- _Work to be completed_
Output the data in full and exactly as presented.

- _Stored data_
Issue #14676, opened 2020-06-06
fetch('num') / fetchAll('num') not working when Query Log is enabled


swiffer:
This is a (multiple allowed):

* [x] bug
* [ ] enhancement
* [ ] feature-discussion (RFC)

* CakePHP Version: dev-4.next
* Platform and Target: YOUR WEB-SERVER, DATABASE AND OTHER RELEVANT INFO AND HOW THE REQUEST IS BEING MADE, HERE.

### What you did
```php
        $connection = ConnectionManager::get('default');
        $connection->execute("SELECT * FROM articles")->fetchAll('num');
```

### What happened
When Query Logging is enabled the fetch style seems to get reset to assoc somehow.

### What you expected to happen
num should be preserved here.

P.S. Remember, an issue is not the place to ask questions. You can use [Stack Overflow](https://stackoverflow.com/questions/tagged/cakephp)
for that or join the #cakephp channel on irc.freenode.net, where we will be more
than happy to help answer your questions.

Before you open an issue, please check if a similar issue already exists or has been closed before.

ADmad:
I am unable to reproduce this in my app using `4.next`.

swiffer:
I've added a demo_project with a Test that demonstrates the problem. Running `composer test` shows an error but shouldn't.

https://github.com/swiffer/demo_project

ADmad:
Thanks for the test case @swiffer.

The issue is caused by `BufferedStatement::rowCount()` which fetch 

https://github.com/cakephp/cakephp/blob/818eddcd6b96060b64447fab667de26b126fc3ee/src/Database/Statement/BufferedStatement.php#L258-L265

It occurs only with logging enabled because `LoggingStatement::execute()` call `rowCount()`
https://github.com/cakephp/cakephp/blob/818eddcd6b96060b64447fab667de26b126fc3ee/src/Database/Log/LoggingStatement.php#L67

So essentially when used buffered statement calling `rowCount()` before doing a fetch has the potential to cause unexpected results as it fetches the rows before a `fetchAll()` call is explicitly made.

The fix would be to change `LoggingStatement` to not call `rowCount()`.

This issue mostly likely exists in 4.0 and probably even 3.x too.

ADmad:
Another solution is if the buffer is already populated `BufferedStatement::fetchAll()` should check the fetch type and either convert the records in buffer to required type or re-fetch records.

swiffer:
Yes, possible I've seen this before

[...]

PR #14877, opened 2020-08-05
Fix SELECT queries with zero matching rows not being logged.

ADmad:
Refs #14685, #14676

// @ndm2

### DIFF
--- a/tests/TestCase/Database/ConnectionTest.php
+++ b/tests/TestCase/Database/ConnectionTest.php
@@ -1021,6 +1021,12 @@ class ConnectionTest extends TestCase
 
         $messages = Log::engine('queries')->read();
         $this->assertCount(1, $messages);
+
+        $st = $this->connection->execute('SELECT * FROM things WHERE id = 0');
+        $this->assertSame(0, $st->rowCount());
+
+        $messages = Log::engine('queries')->read();
+        $this->assertCount(2, $messages, 'Select queries without any matching rows should also be logged.');
     }
 
     /**
--- a/src/Database/Log/LoggingStatement.php
+++ b/src/Database/Log/LoggingStatement.php
@@ -81,8 +81,7 @@ class LoggingStatement extends StatementDecorator
         }
 
         if (preg_match('/^(?!SELECT)/i', $this->queryString)) {
-            $this->loggedQuery->numRows = $this->rowCount();
-            $this->_log();
+            $this->rowCount();
         }
 
         return $result;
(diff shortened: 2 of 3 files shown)


othercorey:
I think this is still going to trigger the scenario in the #14676 where there is a prefix in front of the SELECT clause:

```
preg_match('/^(?!SELECT)/i', $this->queryString)
```

ndm2:
That's pretty much what I was thinking about, and from quick local test Debug Kit shows buffered 0 result queries just fine now.

Switching `_log()` for `rowCount()` instead of moving counting into `_log()` avoids requiring to keep a state, that's nice 👍

tests/TestCase/Database/ConnectionTest.php
```diff
@@ -1021,6 +1021,12 @@ public function testLoggerDecoratorDoesNotPrematurelyFetchRecords()
 
         $messages = Log::engine('queries')->read();
         $this->assertCount(1, $messages);
+
+        $st = $this->connection->execute('SELECT * FROM things WHERE id = 0');
+        $this->assertSame(0, $st->rowCount());
+
+        $messages = Log::engine('queries')->read();
+        $this->assertCount(2, $messages, 'Select queries without any matching rows should also be logged.');
```
ndm2, line 1029: The problem with 0 results was in particular for buffered queries that do create result sets, that is queries made with the query builder. I think it would be good to have an additional test case for that?

ADmad: I added additional test case. 

For buffered queries without any matching rows `ResultSet` creates an `SplFixedFixed` of size `0`. Hence when you try to iterate it a `StatementInterface::fetch()` is never executed, which is why the query was never logged.

https://github.com/cakephp/cakephp/blob/edf991c10bd365981217d436b08d5612f538884d/src/ORM/ResultSet.php#L175-L178

Thus moving the logging to `LoggingStatment::rowCount()` (which is called by `ResultSet::count()`) fixes the issue.

othercorey:
This looks better to me although it reads weird. We still have an issue with SELECT statements with a prefix like the example in #14676:

```
'WITH final_articles AS (SELECT * FROM articles) SELECT * FROM final_articles WHERE title = ?'
```

othercorey (approved):

ADmad:
I have never used such type of queries. Whoever uses them can make a PR to update the regex used in `LoggingStatment::execute()` :slightly_smiling_face:.

PR #14880, opened 2020-08-06
Update issue template to more useful links

othercorey:


dereuromark:
Those details need to go into a comment section
Otherwise some genius users will just add their text on top and we will have tons of these including links opened.

othercorey:
We should just use the new issue templates.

- _Expected answer_
Issue #14676, opened 2020-06-06
fetch('num') / fetchAll('num') not working when Query Log is enabled


swiffer:
This is a (multiple allowed):

* [x] bug
* [ ] enhancement
* [ ] feature-discussion (RFC)

* CakePHP Version: dev-4.next
* Platform and Target: YOUR WEB-SERVER, DATABASE AND OTHER RELEVANT INFO AND HOW THE REQUEST IS BEING MADE, HERE.

### What you did
```php
        $connection = ConnectionManager::get('default');
        $connection->execute("SELECT * FROM articles")->fetchAll('num');
```

### What happened
When Query Logging is enabled the fetch style seems to get reset to assoc somehow.

### What you expected to happen
num should be preserved here.

P.S. Remember, an issue is not the place to ask questions. You can use [Stack Overflow](https://stackoverflow.com/questions/tagged/cakephp)
for that or join the #cakephp channel on irc.freenode.net, where we will be more
than happy to help answer your questions.

Before you open an issue, please check if a similar issue already exists or has been closed before.

ADmad:
I am unable to reproduce this in my app using `4.next`.

swiffer:
I've added a demo_project with a Test that demonstrates the problem. Running `composer test` shows an error but shouldn't.

https://github.com/swiffer/demo_project

ADmad:
Thanks for the test case @swiffer.

The issue is caused by `BufferedStatement::rowCount()` which fetch 

https://github.com/cakephp/cakephp/blob/818eddcd6b96060b64447fab667de26b126fc3ee/src/Database/Statement/BufferedStatement.php#L258-L265

It occurs only with logging enabled because `LoggingStatement::execute()` call `rowCount()`
https://github.com/cakephp/cakephp/blob/818eddcd6b96060b64447fab667de26b126fc3ee/src/Database/Log/LoggingStatement.php#L67

So essentially when used buffered statement calling `rowCount()` before doing a fetch has the potential to cause unexpected results as it fetches the rows before a `fetchAll()` call is explicitly made.

The fix would be to change `LoggingStatement` to not call `rowCount()`.

This issue mostly likely exists in 4.0 and probably even 3.x too.

ADmad:
Another solution is if the buffer is already populated `BufferedStatement::fetchAll()` should check the fetch type and either convert the records in buffer to required type or re-fetch records.

swiffer:
Yes, possible I've seen this before

[...]

PR #14877, opened 2020-08-05
Fix SELECT queries with zero matching rows not being logged.

ADmad:
Refs #14685, #14676

// @ndm2

### DIFF
--- a/tests/TestCase/Database/ConnectionTest.php
+++ b/tests/TestCase/Database/ConnectionTest.php
@@ -1021,6 +1021,12 @@ class ConnectionTest extends TestCase
 
         $messages = Log::engine('queries')->read();
         $this->assertCount(1, $messages);
+
+        $st = $this->connection->execute('SELECT * FROM things WHERE id = 0');
+        $this->assertSame(0, $st->rowCount());
+
+        $messages = Log::engine('queries')->read();
+        $this->assertCount(2, $messages, 'Select queries without any matching rows should also be logged.');
     }
 
     /**
--- a/src/Database/Log/LoggingStatement.php
+++ b/src/Database/Log/LoggingStatement.php
@@ -81,8 +81,7 @@ class LoggingStatement extends StatementDecorator
         }
 
         if (preg_match('/^(?!SELECT)/i', $this->queryString)) {
-            $this->loggedQuery->numRows = $this->rowCount();
-            $this->_log();
+            $this->rowCount();
         }
 
         return $result;
(diff shortened: 2 of 3 files shown)


othercorey:
I think this is still going to trigger the scenario in the #14676 where there is a prefix in front of the SELECT clause:

```
preg_match('/^(?!SELECT)/i', $this->queryString)
```

ndm2:
That's pretty much what I was thinking about, and from quick local test Debug Kit shows buffered 0 result queries just fine now.

Switching `_log()` for `rowCount()` instead of moving counting into `_log()` avoids requiring to keep a state, that's nice 👍

tests/TestCase/Database/ConnectionTest.php
```diff
@@ -1021,6 +1021,12 @@ public function testLoggerDecoratorDoesNotPrematurelyFetchRecords()
 
         $messages = Log::engine('queries')->read();
         $this->assertCount(1, $messages);
+
+        $st = $this->connection->execute('SELECT * FROM things WHERE id = 0');
+        $this->assertSame(0, $st->rowCount());
+
+        $messages = Log::engine('queries')->read();
+        $this->assertCount(2, $messages, 'Select queries without any matching rows should also be logged.');
```
ndm2, line 1029: The problem with 0 results was in particular for buffered queries that do create result sets, that is queries made with the query builder. I think it would be good to have an additional test case for that?

ADmad: I added additional test case. 

For buffered queries without any matching rows `ResultSet` creates an `SplFixedFixed` of size `0`. Hence when you try to iterate it a `StatementInterface::fetch()` is never executed, which is why the query was never logged.

https://github.com/cakephp/cakephp/blob/edf991c10bd365981217d436b08d5612f538884d/src/ORM/ResultSet.php#L175-L178

Thus moving the logging to `LoggingStatment::rowCount()` (which is called by `ResultSet::count()`) fixes the issue.

othercorey:
This looks better to me although it reads weird. We still have an issue with SELECT statements with a prefix like the example in #14676:

```
'WITH final_articles AS (SELECT * FROM articles) SELECT * FROM final_articles WHERE title = ?'
```

othercorey (approved):

ADmad:
I have never used such type of queries. Whoever uses them can make a PR to update the regex used in `LoggingStatment::execute()` :slightly_smiling_face:.

PR #14880, opened 2020-08-06
Update issue template to more useful links

othercorey:


dereuromark:
Those details need to go into a comment section
Otherwise some genius users will just add their text on top and we will have tons of these including links opened.

othercorey:
We should just use the new issue templates.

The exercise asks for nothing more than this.